Qualifying finished with 10 dogs...1st-#7, 2nd-#11, 3rd-#6, 4th-#8, RJ-#24 Jams-18,13,10,9,19


----------



## Greg Seddon (Jan 7, 2005)

Here are the Derby placements from a text I just received.

1. #1
2. #10
3. #22
4. #21
RJ.18
Jams. 3, 7, 9, 13, 14


----------



## Scott Adams (Jun 25, 2003)

Congrats to Connie Swanson & Ready for winning the Am.


----------



## Mary Lynn Metras (Jul 6, 2010)

Scott Adams said:


> Congrats to Connie Swanson & Ready for winning the Am.

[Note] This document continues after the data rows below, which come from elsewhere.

PR #399, opened 2019-05-09
wait for SMT to write before you read

nikivazou:
addresses oef SMT exceptions


ranjitjhala:
Hmm why do we need this extra check?
Shouldn’t getline call block until the data is available?

nikivazou:
It should! 

But, I have a file with a very slow SMT query and locally it crashes with 
```
liquid: fd:15: hGetLine: end of file
```
without this edit. 
There is a change in the implementation of `getline`. In the changeLog of `text` there is the following:

```
### 1.2.3.1

* Make `decodeUtf8With` fail explicitly for unsupported non-BMP
  replacement characters instead silent undefined behaviour (gh-213)

* Fix termination condition for file reads via `Data.Text.IO`
  operations (gh-223)
```

So, maybe they messed it up and I should file an issue there...

nikivazou:
Done! So, either we merge or we wait for this https://github.com/haskell/text/issues/258

ranjitjhala:
I assume the LH tests pass? Can you check it doesn’t slow things down (as this is in the critical path in the sky interface ... shouldn’t matter but may be good to check)

nikivazou:
According to the text people `hGetLine` does not block (and it is not supposed to). 
I am going to link this to LH to see if tests pass. 

I agree that there might be a slowdown, but it is better than SMT crashing.

ranjitjhala:
@nikivazou did you get a chance to re-run the LH benchmarks with this, btw?

nikivazou:
No, I just created the relevant LH PR, but did not time the benchmarks

ranjitjhala:
Ok, please run the benchmarks -- I don't want to merge this without doing so
as it could make _all_ programs much slower to put in a this check at that
point (or it most likely won't but its good practice to confirm
this point before merging.)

Double that Scott! Way to go!


----------



## Frank Jones (Feb 17, 2004)

Super excited for you and Ready, Connie! Congratulations!

rita and frank


----------



## Mary Lynn Metras (Jul 6, 2010)

Any results for the Open


----------



## Greg Seddon (Jan 7, 2005)

Open:
1. #24 Shooter/Al Arthur
2. #30 Finnegan/ OH Pat Martin
3. #2 Karma/ Al Arthur
4 #11 Ten/ OH Barb Radtke

RJ. # 25
Jams. 9, 10, 18, 43

Amateur:
1 #30 Ready/ Connie Swanson
2. #16 Punch/ Alex Washburn
3. #25 Finnegan/ Pat Martin
4. #5 Hudson/ Jeff Lyons

RJ. #6
Jams. 15, 18, 22, 31, 35


----------



## Mary Lynn Metras (Jul 6, 2010)

Thanks for the report


----------



## Frank Jones (Feb 17, 2004)

Congratulations to all Open finishers! Especially to the WINNER, Seaside's Rogue Warrior! Owned by Chip McEwen, Shooter was handled to the WIN by Al Arthur! Dora would be proud . . . I know we are!

rita and frank


----------



## byounglove (Mar 2, 2005)

Congrats Rita, Frank and Chip. You know I've always been a fan of Shooter!


----------



## Frank Jones (Feb 17, 2004)

Thank you, Barb! I will always remember our "boys" running Derbies together with special fondness. That qualified Shooter for the Nationals!!! That's three Dora offspring with AA WINS in the last month! 

rita


----------



## Dan Wegner (Jul 7, 2006)

Greg Seddon said:


> Open:
> 1. #24 Shooter/Al Arthur
> 2. #30 Finnegan/ OH Pat Martin
> 3. #2 Karma/ Al Arthur
> ...


Congrats to all. It was my pleasure to judge these wonderfully talented animals.


----------



## DoubleHaul (Jul 22, 2008)

Congrats, Dan Storts on the Derby win with Lucy. Sounds like it was a tough one.


----------



## Ten (May 4, 2009)

Congrats to all! 

I want to thank the Open judges... Scotty Seward and Dan Wegner. I really enjoyed you both and would run under either of you in a New York minute it was fun and relaxed. I remember Dan saying "come on guys it's the open it's supposed to be big and scary" Scotty your holding blind drescriptions and drawings were great. But most impressive was both of your bird placement... top notch. 

Thank you all at Buckeye Retriever Club.

Barb


----------